Abstract Background Over the past 20 years Functional Electrical Stimulation (FES) has grown in clinical use to support walking in people with lower limb weakness or paralysis due to upper motor neuron lesions. Despite growing consensus regarding its benefits, provision across the UK and internationally is variable. This study aimed to explore stakeholder views relating to the value of a clinical guideline focusing on service provision of FES to support walking, how people might use it and what should be included. Methods A mixed methods exploration sought the views of key stakeholders.
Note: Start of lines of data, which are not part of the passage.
PR #1578, opened 2021-12-06
Remove strict mode from mergify configuration

jh2oman:
### Description

strict mode is being deprecated and today (December 6th) there is a global brownout of the configuration, so none of our builds will pass today unless we fix this :) 

https://blog.mergify.com/strict-mode-deprecation/


jh2oman:
@Mergifyio refresh

lisaqyli (approved):

PR #1582, opened 2021-12-07
add app version to firebase registrations node

kathaypacific:
### Description

Add app version as a new property in the registrations node so that we can capture the app version in the Firebase RTDB and manage backwards compatibility with our BE services.

The immediate use case for this is push notifications for all supported tokens - as the push notifications allow a deep link into the app, we want to prevent incompatible notifications from being sent to the app. In the future this will be useful for feature support for various app versions.

This PR only adds the new db property, as this needs to be deployed before we can test writing to it.


kathaypacific:
this doesn't need to be deployed separately, closing as this change is included in 1583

A pragmatic online survey ( n = 223) focusing on the study aim was developed and distributed to the email distribution list of the UK Association for Chartered Physiotherapists Interested in Neurology (ACPIN). In parallel, a qualitative service evaluation and patient public involvement consultation was conducted. Two group, and seven individual interviews were conducted with: FES-users ( n = 6), their family and carers ( n = 3), physiotherapists ( n = 4), service providers/developers ( n = 2), researchers ( n = 1) and distributors of FES ( n = 1). Descriptive analysis of quantitative data and framework analysis of qualitative data were conducted. Results Support for clinical guideline development was clear in the qualitative interviews and the survey results. Survey respondents most strongly endorsed possible uses of the clinical guideline as ensuring best practice and supporting people seeking access to a FES service. Data analysis and synthesis provided clear areas for inclusion in the clinical guidelines, including current research evidence and consensus relating to who is most likely to benefit and optimal service provision as well as pathways to access this. Specific areas for further investigation were summarised for inclusion in the first stage of a Delphi consensus study. Conclusions Key stakeholders believe in the value of a clinical guideline that focuses on the different stages of service provision for FES to support walking. A Delphi consensus study is being planned based on the findings.